Murs décrépis, lampes faiblardes, équipements à l'abandon: 35 ans après le «combat du siècle», l'histoire s'est effacée à l'ex-Stade du 20 Mai de Kinshasa, capitale de l'ex-Zaïre, là où le légendaire boxeur Mohammed Ali reprit sa couronne mondiale à George Foreman.

Ce 30 octobre 1974, au coeur de la nuit et de l'Afrique, l'Américain Ali mit son compatriote KO à la 8e reprise d'un combat tactique, où il épuisa et énerva son adversaire, devant près de 100 000 spectateurs acquis à sa cause.Le combat débuta à 03H00 du matin, retransmis en direct aux États-Unis, mais pas au Zaïre (l'actuelle République démocratique du Congo, RDC). Le dictateur Joseph Mobutu ne vint pas au stade, il regarda le combat dans son palais, en bénéficiant d'un circuit fermé de télévision. Les Congolais, eux, verront le match en différé le surlendemain.

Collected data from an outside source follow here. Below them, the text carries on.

Issue #954, opened 2025-12-18
Add session replay to browser debugger


allansson:
### Feature description

To fully understand what's going on in the browser we need to add a session replay to the debugger.

### Suggested solution (optional)

Based on a small proof of concept, this is roughly how it would work:

1. The proxied `newPage` and `newContext` functions inject a script with `rrweb`.
2. `rrweb` sends its events to the tracking server hosted by k6 Studio.
3. Events are synced to the frontend of the app.
4. The session is replayed in the frontend using rrweb's Replayer-class.

The UI will be a video player with a play/pause and a timeline for scrubbing. 

Actions are highlighted as the recording plays. Clicking an action takes the recording to that point in time.

PR #1035, opened 2026-01-22
feat(browser): Session replay while debugging browser tests

allansson:
## Description

This PR adds session replay to the browser debugger. 

https://github.com/user-attachments/assets/4abf1d87-f0fc-49bd-9bea-fb7592823cab

**Features**:

* Streams live while debugging
* Play, pause, seek
* Content scales to fit viewport

**Known issues and limitations**:

* There are noticeable stutters while scrubbing the timeline because rrweb has to rebuild the DOM. I tried to throttle it, but in a way that made it worse because the gaps that rrweb had to replay became bigger whenever the throttle was released. I don't want to disable scrubbing altogether because it's nice to be able to see where you are in the recording. 
* You cannot pause or seek during live streaming. Since the max of the timeline keeps increasing while streaming, the thumb would jitter a bunch and given the short length of a normal session I didn't find the effort worth it.
* After the session has stopped, there is a brief moment where the timeline is enabled but keeps playing to the end. This is because rrweb keeps a buffer to make sure the playback is smooth. I tried disabling the timeline until the `recording-end` event is received, but then the "Debug script" button and "Script stopped"-notification would appear before the timeline is enabled. I find it less jarring when everything happens at once, even if it's a bit weird.

**Future improvements**:

* Keep track of page transitions and show proper loading states on page navigations
* Highlight actions in sidebar during playback
* Seek to a specific time by clicking on an action in the sidebar
* Add markers to timeline for each action
* Highlight elements while hovering over selectors in the sidebar
* Zoom settings: fit to view, original size
* Playback speed
* Support for multiple pages/tabs

## How to Test

1. Make sure you have a browser script
2. Open the debugger
3. Click "Debug script"
    * The view should switch to the Replay tab
4. You should see a replay of the browser while the test is running
5. When the script has completed, try interacting with the player:
     * Play
     * Pause
     * Seek

## Checklist

## Related PR(s)/Issue(s)

Closes https://github.com/grafana/k6-studio/issues/954

### DIFF
--- a/src/views/Validator/Browser/SessionPlayer/PlaybackControls.tsx
+++ b/src/views/Validator/Browser/SessionPlayer/PlaybackControls.tsx
@@ -78,6 +78,7 @@ export function PlaybackControls({
         size="1"
         css={css`
           white-space: nowrap;
+          font-variant-numeric: tabular-nums;
         `}
       >
         <Flex align="center" justify="end" minWidth="80px">


src/main/runner/shims/browser/proxies/page.ts
```diff
@@ -1,11 +1,32 @@
...
+      return
+    }
+
+    trackLog({
+      level: type === 'log' ? 'info' : type,
+      msg: msg.text(),
+      time: new Date().toISOString(),
+      source: 'browser',
+    })
+  })
```
allansson: This started out as a way of debugging the replay script, but now that it's there I don't want to remove it. I will create a separate PR to improve the console component to include the `source` of the message so that it's possible to distinguish browser logs from k6 logs.

src/main/runner/shims/browser/index.ts
```diff
@@ -1,7 +1,18 @@
 import { BrowserContext, browser } from 'k6/browser'
 
 import { pageProxy } from './proxies/page'
-import { createProxy, ProxyOptions } from './utils'
+import { createProxy, ProxyOptions, TRACKING_SERVER_URL } from './utils'
+
+const SESSION_REPLAY_SCRIPT =
```
allansson: I couldn't get vite to build `replay.ts` and then import it as a raw string. I also tried using the `open` function to read the file but there were some path issues that I couldn't figure out. And I didn't want to pass the entire script as an environment variable, so here we are...

src/main/runner/rrweb.ts
```diff
@@ -0,0 +1,57 @@
...
+    height: z.number(),
+  }),
+})
+
+const CustomReplayEventSchema = z.discriminatedUnion('tag', [
+  RecordingEndEventSchema,
+  PageStartEventSchema,
+])
+
+const RrwebCustomEventSchema = z.object({
```
allansson, line 26: rrweb loves typing things as `unknown` with no way of specifying types yourself. Zod to the rescue.

src/main/runner/schema.ts
```diff
@@ -296,6 +303,7 @@ export type ActionBeginEvent = z.infer<typeof ActionBeginEventSchema>
 export type ActionEndEvent = z.infer<typeof ActionEndEventSchema>
 
 export type BrowserActionEvent = z.infer<typeof BrowserActionEventSchema>
+export type BrowserReplayEvent = eventWithTime
```
allansson, line 314: For some reason rrweb uses camel-case for type names and I can't stand seeing that so I've aliased it here.

src/utils/k6/testRun.ts
```diff
@@ -88,11 +88,38 @@ export interface TestRunLogEvent {
 }
 
 interface TestRunEventMap {
+  /**
```
allansson, line 91: Couldn't remember what each of the events were doing so I looked it up and added some comments. You're welcome, future me!

src/views/Validator/Browser/BrowserActionsPanel.tsx
```diff
@@ -0,0 +1,77 @@
+import { css } from '@emotion/react'
```
allansson, line 1: Extracted from `BrowserDebugger`. No real changes here.

allansson (commented):
Self-review

src/utils/k6/tracking.ts
```diff
@@ -56,7 +66,17 @@ export async function createTrackingServer(): Promise<TestRunTrackingServer> {
   const httpServer = new Server(app)
   const trackingServer = new TestRunTrackingServer(httpServer)
 
-  app.use(json())
+  app.use(
+    cors({
+      origin: '*',
+    })
+  )
```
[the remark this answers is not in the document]
allansson: Since browser scripts can navigate to any page, we do need to keep it open. Users would have to navigate to malicous web pages in their script for this to be a real issue.

src/utils/k6/tracking.ts
```diff
@@ -56,7 +66,17 @@ export async function createTrackingServer(): Promise<TestRunTrackingServer> {
...
+
+  app.use(
+    json({
+      limit: '100mb',
+    })
+  )
```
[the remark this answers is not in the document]
allansson: Maybe it's a bit much, but given the use-case of k6 Studio it's not really a concern so I'm going to keep it.

src/views/Validator/Browser/SessionPlayer/PlaybackControls.tsx
```diff
@@ -0,0 +1,89 @@
...
+        onPause={onPause}
+      />
+
+      <Slider
+        size="1"
+        disabled={streaming}
+        value={[currentTime]}
+        step={0.001}
+        min={0}
+        max={totalTime}
```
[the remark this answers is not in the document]
allansson: This is deliberate. If we set `currentTime` to `0` then the slider will be rendered as empty (at the beginning) but we want it to render as full (at the end).

src/views/Validator/Browser/SessionPlayer/Viewport.tsx
```diff
@@ -0,0 +1,76 @@
...
+      const parentWidth = target.parentElement.clientWidth
+      const parentHeight = target.parentElement.clientHeight
+
+      const elementWidth = target.offsetWidth
+      const elementHeight = target.offsetHeight
+
+      const scaleX = parentWidth / elementWidth
+      const scaleY = parentHeight / elementHeight
+
+      const scale = Math.min(scaleX, scaleY, 1)
```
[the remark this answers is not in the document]
allansson: The behaviour when dividing by zero is undefined so I'm going to leave the behaviour of this function undefined when dividing by zero, i.e. I'm going to ignore it.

«Les gens étaient venus dès 06H00 du matin avec de quoi manger. Le stade était archi plein. Il n'était pas fait pour recevoir un tel évènement. Il avait été refait, des routes et l'éclairage alentour aussi, c'était luxueux», se souvient Pierre Kabala, à l'époque journaliste à la Radio télévision nationale congolaise (RTNC), encore ému d'évoquer ce moment légendaire.

«Ali, tue-le!»

«Ali n'était pas qu'un boxeur, c'était aussi un mobilisateur. Il a su tirer de son côté la majorité du public en apprenant quelques mots de lingala (langue locale) comme «Ali, boma ye!» (Ali, tue-le !), scandés par ses supporteurs, ça a fait son jeu», explique le journaliste.

«Dès qu'il est monté sur le ring, il a dit qu'il était chez lui et que Foreman était un Belge au Congo. A chaque fois qu'il l'attirait dans les cordes, il lançait des phrases et Foreman s'énervait, y allait de toutes ses forces et se fatiguait».

«Au 7e round, Ali lui a dit «tu vas voir comment tu vas tomber comme un sac de fufu (farine de manioc)». Il a utilisé toute son intelligence pour l'emporter» au 8e, raconte le témoin.

Trente-cinq ans après, il ne reste aucune trace de l'évènement dans le stade omnisports rebaptisé, en 1997 après la chute de Mobutu, Tata Raphaël, du nom d'un promoteur du sport à Kinshasa. Le 20 mai 1967 était la date de création du Mouvement populaire de la Révolution (MPR), le parti unique de l'ex-dictateur.

Aujourd'hui certaines parties sont squattées, des immondices traînent ça et là, la pelouse a quasiment disparu.

L'enceinte abrite une équipe de foot locale, et un club de boxe «et de promotion sociale», qui compte 52 garçons et 22 filles.

«Emotion incroyable»

«On se débrouille. Il n'y a pas de matériel, on doit louer un ring pour les combats», se désole Judex Tshibanda, l'entraîneur. Les cours se font dans les salles où Ali et Foreman avaient leur vestiaire. Seules quelques rares photos et articles de journaux jaunis collés aux murs rappellent le «combat du siècle».

«Il n'y a plus rien, personne n'a été en mesure d'entretenir les lieux et cette histoire. Ce stade est complètement abîmé, c'est triste», se désole Gabriel Mamba, 75 ans, ancien président des juges-arbitres de boxe de l'ex-Zaïre.

Le soir du combat, c'est lui qui portait le drapeau congolais à l'entrée des boxeurs sur le ring.

«Il y a avait une émotion incroyable. J'étais pour Ali», confie-t-il.

«Le stade se meurt. C'est une mémoire qui n'est pas entretenue. Il faudrait en faire un site touristique. J'ai la nostalgie», conclut Pierre Kabala.

Vendredi, pour le 35e anniversaire de ce combat épique, l'ex-top model américaine Khaliah Ali, une des filles de Mohammed Ali, devait se rendre au stade à l'issue d'une visite humanitaire dans le pays.